De acordo com Filipe Pathé Duarte, existem duas conclusões sobre as notícias dos últimos dias, que dão conta da passagem de jovens britânicos por Portugal antes de rumarem às fileiras do Estado Islâmico na Síria, sendo que uma destas é precisamente o facto de o nosso país ser «ponto de passagem».

«Naturalmente, longe de qualquer alarmismo, Portugal está enquadrado no puzzle da própria jihad, não sendo alvo preferencial, mas acima de tudo como ponto de recuo e passagem, o que acaba por ser uma forma de podermos consciencializarmo-nos».


Segundo o responsável, as autoridades portuguesas estão a agir «atempadamente e de acordo com aquilo que é pretendido perante o próprio nível de ameaça».

A propósito, lembrou que Portugal é membro da NATO e da União Europeia, mas que se encontra no extremo ocidental da Europa, «fazendo fronteira com o Magrebe».

O responsável considerou ainda que os jovens que são recrutados para a jihad pertencem a «franjas sociais que estão permeáveis na Europa», reconhecendo que essa realidade não se encontra no nosso país.

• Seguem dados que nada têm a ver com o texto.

Issue #2100, opened 2025-08-16
can not preview image by wezterm imgcat


nothyh:
# background

<img width="878" height="700" alt="Image" src="https://github.com/user-attachments/assets/4ccaaa71-16f4-48e8-b31f-c93c7540868d" />

# problem

i can view image by wezterm imgcat in command line, but can not preview in lf
## in command line
<img width="1520" height="182" alt="Image" src="https://github.com/user-attachments/assets/8544d591-4364-4544-8715-58fc7804f50e" />

### the previewer

<img width="1574" height="459" alt="Image" src="https://github.com/user-attachments/assets/24330f19-6aee-428d-8b9d-767031d4f0bb" />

«Por uma questão de proporcionalidade, as comunidades muçulmanas francesas, britânicas, alemãs ou holandesas são muito mais dilatadas que a portuguesa. A nossa é muito reduzida, estando perfeitamente inserida na sociedade».

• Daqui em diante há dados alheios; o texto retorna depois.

PR #2210, opened 2025-10-19
Fix overscroll related to `drawbox`

### LINKED ISSUE #2209: Overscroll after `set drawbox` when started with `set nodrawbox`
## Description

When `drawbox` is set to false initially and later enabled at runtime with `:set drawbox`, the file list can scroll past the bottom of the screen.
This doesn't happen when starting `lf` with `drawbox` already enabled.

This bug was introduced in
- #2109 

by this change:

```diff
diff --git a/eval.go b/eval.go
index 709cc34..d8c10c1 100644
--- a/eval.go
+++ b/eval.go
@@ -92,10 +92,7 @@ func (e *setExpr) eval(app *app, args []string) {
        err = applyBoolOpt(&gOpts.drawbox, e)
        if err == nil {
            app.ui.renew()
-           if app.nav.height != app.ui.wins[0].h {
-               app.nav.height = app.ui.wins[0].h
-               clear(app.nav.regCache)
-           }
+           clear(app.nav.regCache)
            app.ui.loadFile(app, true)
        }
    case "hidden", "nohidden", "hidden!":
```

| aba7388 | 13da770
|----|---
| | 

## Steps to reproduce:

- Make sure `drawbox` is disabled inside your `lfrc`:
```shell
set nodrawbox
```
- Use `lf` to go inside a directory that has more files than can fit on the current screen
- Type `:set drawbox`
- Scroll down till you reach the end of the currently shown files (you can also use `wrapscroll` or just press `G`)

CatsDeservePets:
- Fixes #2209 
- Caused by #2109
- Related #2206

### DIFF
--- a/eval.go
+++ b/eval.go
@@ -90,7 +90,10 @@ func (e *setExpr) eval(app *app, args []string) {
 		err = applyBoolOpt(&gOpts.drawbox, e)
 		if err == nil {
 			app.ui.renew()
-			clear(app.nav.regCache)
+			if app.nav.height != app.ui.wins[0].h {
+				app.nav.height = app.ui.wins[0].h
+				clear(app.nav.regCache)
+			}
 			app.ui.loadFile(app, true)
 		}
 	case "hidden", "nohidden", "hidden!":


CatsDeservePets:
Hey @joelim-work!

I am unsure about your intend behind removing the `nav.height` sync.
Was the removal meant to rely on `:redraw` for sync, and `drawbox` just slipped through?

I also noticed inside #2206 that you changed the behaviour of `tcell.EventResize` to now explicitly re-sync height and keep only volatile previews.
Should I use this as an orientation instead?

joelim-work:
Thanks for finding this bug - about your questions:

> I am unsure about your intend behind removing the `nav.height` sync.
> Was the removal meant to rely on `:redraw` for sync, and `drawbox` just slipped through?

It was just me forgetting that the nav height is affected by the `drawbox` option.

> I also noticed inside #2206 that you changed the behaviour of `tcell.EventResize` to now explicitly re-sync height and keep only volatile previews.

This is specific for preloading and for volatile previews, but if the preview cache is completely cleared each time there is a resize, then the preview will have to be preloaded (one script call) and then previewed (another script call). The preloading step is unnecessary for volatile previews since there is nothing in the cache to update (there is just a dummy entry marked as volatile), and the new dimensions is passed in the previewing step which is then used by `ueberzug`/`kitty`. Keeping the preloading step adds a small but still noticeable delay.

Now as for this PR, the above patch is probably fine as a quick bug fix, but a more complete fix would be to create a function in the `nav` object that handles changes to the preview window size. It should:

- Store the current width and height.
- Compare with the new width and height (width also matters as pointed out in https://github.com/gokcehan/lf/pull/2201#issuecomment-3406242360).
- If there is any change, then invalidate any non-volatile cached previews (text previews contain a limited amount of lines, and sixel previews are sized according to the preview dimensions). Note that volatile previews should still be invalidated if the file is changed, or if the application is reloaded.

CatsDeservePets:
> Now as for this PR, the above patch is probably fine as a quick bug fix, but a more complete fix would be to create a function in the nav object that handles changes to the preview window size. It should:
>
> Store the current width and height.
Compare with the new width and height (width also matters as pointed out in https://github.com/gokcehan/lf/pull/2201#issuecomment-3406242360).
If there is any change, then invalidate any non-volatile cached previews (text previews contain a limited amount of lines, and sixel previews are sized according to the preview dimensions). Note that volatile previews should still be invalidated if the file is changed, or if the application is reloaded.

All right. I will merge this one then and wait with a proper fix till #2206 is merged.

joelim-work:
That's OK, I did this in #2218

De acordo com Pathé Duarte, o facto de não haver recrutamento de jovens portugueses não quer dizer que, no âmbito da livre circulação da União Europeia, «alguém não circule e não venha cá cometer um atentado», frisando que essa realidade há que ser tida em conta «permanentemente».

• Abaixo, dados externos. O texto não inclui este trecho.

PR #33, opened 2015-05-18
[JENKINS-24671] Add username and referrer to slow-requests

christ66:
This pull request adds the username of the person experiencing slow http requests. It also adds the referrer header in the event a plugin invokes the api and is unaware of it.

@reviewbybees

### DIFF
--- a/src/main/java/com/cloudbees/jenkins/support/slowrequest/InflightRequest.java
+++ b/src/main/java/com/cloudbees/jenkins/support/slowrequest/InflightRequest.java
@@ -1,5 +1,9 @@
 package com.cloudbees.jenkins.support.slowrequest;
 
+import com.google.common.net.HttpHeaders;
+import jenkins.model.Jenkins;
+import org.kohsuke.stapler.StaplerRequest;
+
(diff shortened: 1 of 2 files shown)


alecharp:
:+1:

src/main/java/com/cloudbees/jenkins/support/slowrequest/InflightRequest.java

A Procuradoria-Geral da República confirmou domingo a existência de vários inquéritos para investigar factos relacionados com o denominado Estado Islâmico, um dos quais investiga atividades desenvolvidas nos Açores.

Na quinta-feira passada, a TVI apurou que um português foi levado para interrogatório pela Unidade Nacional de Contraterrorismo depois da Polícia Judiciária ter detetado numa rede social uma página em que afirmava que queria ir combater para a Síria com os jihadistas do Estado Islâmico.